Honesuke and garasuke are not designed for the same sort of work a western style boning knife is. The Japanese knives are meant to cut through small bones and cartlage, that's why they are so high at the heel. Honesuke are made for small fowl, and garasuke for larger fowl and pork.

When it comes to "boning out," neither has as efficient a profile as the western styles. However, that doesn't mean they won't work. As a general rule, any sharp knife can perform just about any knife task; and as another general rule sharpness is more important than profile.

In my opinion a boning knife of any sort is way down the list of what's important in a block -- especially for a home cook. A lot of people seem to feel that it's the best way to break a chicken. Works for some people but not really necessary. I recommend a "petty" for most boning tasks, because it's easier to sharpen than most western boning knife profiles. This is as much a function of their geometry -- western boning knives tend to be made from relatively thick stock and have very narrow profiles -- as their crappy blade alloys.

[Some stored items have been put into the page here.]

PR #922, opened 2026-03-20
fix(ingester): use scheme.ObjectKinds() to resolve GVK, fixing controllermgr CrashLoopBackOff

badcount:
- [ ] Refactor
- [ ] Feature
- [x] Bug Fix
- [ ] Optimization
- [ ] Documentation Update

<!-- Describe what has changed in this PR -->
**What changed?**
Description:                                                                                                                                                                  
                                                                                                                                                                                
  Problem                                                                                                                                                                                                                                                                                                                                                       
  michelangelo-controllermgr was in CrashLoopBackOff with the following error:                                                                                                  
                                                                                                                                                                                
  Failed: failed to setup ingester for : controller with name ingester_ already exists.                                                                                         
  Controller names must be unique to avoid multiple controllers reporting to the same metric                                                                                    
                                                                                                                                                                                
  The ingester registers one controller per CRD type in AllCRDObjects. Each controller is named ingester_<Kind>. However, every controller was being named ingester_ (empty     
  kind), so the second registration failed.                                                                                                                                     
                                                                                                                                                                                
  Root Cause                                                                                                                                                                    
   
  GetObjectKind().GroupVersionKind() was used to get the Kind in two places:                                                                                                    
                  
  1. SetupWithManager — to build the controller name (ingester_<Kind>)                                                                                                          
  2. handleDeletion / handleDeletionAnnotation — to build the TypeMeta passed to storage.Delete
                                                                                                                                                                                
  GetObjectKind() returns the struct's embedded TypeMeta field directly. This is empty in two cases:                                                                            
  - Bare Go structs (e.g. &Model{} in AllCRDObjects) — TypeMeta is never populated                                                                                              
  - Objects fetched via r.Get() — the k8s.io/apimachinery JSON deserializer intentionally does not populate TypeMeta on typed objects                                           
  (https://github.com/kubernetes/client-go/issues/308)
                                                                                                                                                                                
  Fix             
                                                                                                                                                                                
  Replace all GetObjectKind().GroupVersionKind() calls with scheme.ObjectKinds(obj), which looks up the Go type → GVK mapping from the scheme registry and is always            
  authoritative.
                                                                                                                                                                                                                                                                                                           
                                                                                                                                                                                            

<!-- Tell your future self why have you made these changes -->
**Why?**


<!-- How have you verified this change? Tested locally? Added a unit test? Checked in staging env? -->
**How did you test it?**


<!-- Assuming the worst case, what can be broken when deploying this change to production? -->
**Potential risks**

<!-- Is it notable for release? e.g. schema updates, configuration or data migration required? If so, please mention it, and also update CHANGELOG.md -->
**Release notes**

<!-- Does this PR introduce a user-facing or API change? Is user document updated? Is the change backward compatible? If so please update in wiki https://github.com/michelangelo-ai/michelangelo/wiki? -->
**Documentation Changes**


go/components/ingester/controller_test.go
```diff
@@ -512,3 +512,119 @@ func TestHelperFunctions(t *testing.T) {
 		assert.Equal(t, defaultRequeuePeriod, r2.getRequeuePeriod())
 	})
 }
+
+// TestSchemeGVKResolution verifies that all CRD objects in AllCRDObjects resolve to
+// unique, non-empty kinds via the scheme. This is the root cause of the CrashLoopBackOff:
+// GetObjectKind().GroupVersionKind() returns empty on bare structs, causing every
+// controller to be named "ingester_" and the second registration to fail.
```
aritra0227: I don't think the following has any importance to an external contributor. So best remove the line about crashbacklooping:
```suggestion
// TestSchemeGVKResolution verifies that all CRD objects in AllCRDObjects resolve to
// unique, non-empty kinds via the scheme.
```

go/components/ingester/controller.go
```diff
@@ -224,7 +230,11 @@ func (r *Reconciler) handleImmutableObject(ctx context.Context, log logr.Logger,
 
 // SetupWithManager sets up the controller with the Manager
 func (r *Reconciler) SetupWithManager(mgr ctrl.Manager) error {
-	kind := r.TargetKind.GetObjectKind().GroupVersionKind().Kind
+	gvks, _, err := r.Scheme.ObjectKinds(r.TargetKind)
+	if err != nil || len(gvks) == 0 {
+		return fmt.Errorf("failed to get GVK for %T: %w", r.TargetKind, err)
+	}
+	kind := gvks[0].Kind
```
aritra0227, line 244: In the entire implementation, we are assuming that each object will have exactly 1 GVK, hence we are taking `gvks[0]`. However, an object can have multiple gvks. For example:
1. {Group: "michelangelo", Version: "v1", Kind: "Model"},
2. {Group: "michelangelo", Version: "v1beta1", Kind: "Model"},

I have the following questions:
1. Do we only plan to support 1 GVK for the objects?
2. If not, then can we add a TODO with a github issue for at least adding support later?

aritra0227 (approved):
Generally looks good so approving. Left some comments.

go/components/ingester/controller.go
badcount: updated with todo

PR #953, opened 2026-03-20
Fix pipeline create tar upload failure

hwaminkim:
- [ ] Refactor
- [ ] Feature
- [X] Bug Fix
- [ ] Optimization
- [ ] Documentation Update

**What changed?**

Fix critical bug where `mactl apply` command failed to upload uniflow tar for new pipeline instances, causing registered pipelines to be non-executable.

**Why?**

The pipeline plugin's `apply_plugin_command()` only set the metadata converter for `create` command, but not for `apply` command:

  ```python
  # Before (buggy code)
  if target_command == "create":
      crd.func_crd_metadata_converter = convert_crd_metadata_pipeline_create
```

  Impact:
  - When mactl apply -f pipeline.yaml is used on a non-existent pipeline, the CRD framework automatically calls create() internally (crd.py:400-404)
  - However, without func_crd_metadata_converter set, the create operation skips critical registration steps:
    a. Running subprocess registration to build the uniflow tar
    b. Extracting tar path and workflow inputs
    c. Adding uniflow tar path to spec.manifest.uniflowTar
  - Result: Pipeline is registered in metadata store without executable code
  - When triggered, pipeline fails because uniflow tar is missing
  - This is a silent failure - the apply command succeeds, but creates a broken pipeline

  Solution

  Include apply command in the condition to ensure identical behavior:

  # After (fixed code)
  if target_command in ("apply", "create"):
      crd.func_crd_metadata_converter = convert_crd_metadata_pipeline_create

  Test Plan

  Added test_apply_command_sets_metadata_converter() which:
  - Verifies apply command sets the metadata converter
  - Confirms apply and create use the same converter function
  - Includes detailed docstring documenting the bug impact and why this test is critical
  - ✅ Test passes with fix
  - ❌ Test fails without fix (converter is Mock instead of actual function)

  Additional Context

  The apply command is designed to be idempotent - it auto-creates if the instance doesn't exist, or updates if it does. This fix ensures the auto-create path for pipelines properly executes the
  registration workflow, making apply and create functionally equivalent for new pipelines.

**How did you test it?**

**Potential risks**

**Release notes**

**Documentation Changes**

### DIFF
--- a/python/michelangelo/cli/mactl/plugins/entity/pipeline/main.py
+++ b/python/michelangelo/cli/mactl/plugins/entity/pipeline/main.py
@@ -52,7 +52,7 @@ def apply_plugin_command(
     _LOG.info("Applying plugins to crd: %r / %r", crd, target_command)
     _LOG.debug("Available CRDs: %r", crds)
     _LOG.debug("gRPC Channel: %r", channel)
-    if target_command == "create":
+    if target_command in ("apply", "create"):
         crd.func_crd_metadata_converter = convert_crd_metadata_pipeline_create
     if target_command == "run":
         crd.func_crd_metadata_converter = convert_crd_metadata_pipeline_run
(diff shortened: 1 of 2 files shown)


npuppala111 (approved):
LGTM!

badcount (approved):

PR #983, opened 2026-03-24
Introduce label addon

konukselim:
Adds labelAddon prop on all form fields that renders arbitrary content(text, buttons, components) at the far right of the label row, alongside the existing counter when present.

Here's the French petty I use:

Although western, it's very thin and takes a great edge.

I not only recommend the petty, but use it for all but the most specialized boning tasks like boning out a leg of lamb or pork. When most of the work is done at the tip, the handle has to go to all sorts of weird angles, and the knife has to trace a complicated shape and turn in the cut then it's hard to beat one of the Euro styles. FWIW, I prefer the straight _desosseur_.

Here's my desosseur:

It's about as good as western boning knives get, but it's still a pain to sharpen.

If you feel you absolutely must use a Japanese profile for western boning try a honkotsu:

The Misono Sweden is particularly good if you can live with carbon.

BDL


----------



## Guest (Apr 26, 2010)

thanks, they don't sound as promising as i had hoped. honkatsu is cool looking though. the petty just looks like a smaller chef's knife and i have one of those.

i actually stopped using my western boner and use my 210mm gyuto for boning. i'm just afraid of chipping it cutting a chicken in half, so i haven't tried yet. looking at my options, i'll probably just test it out and see if it holds up.


----------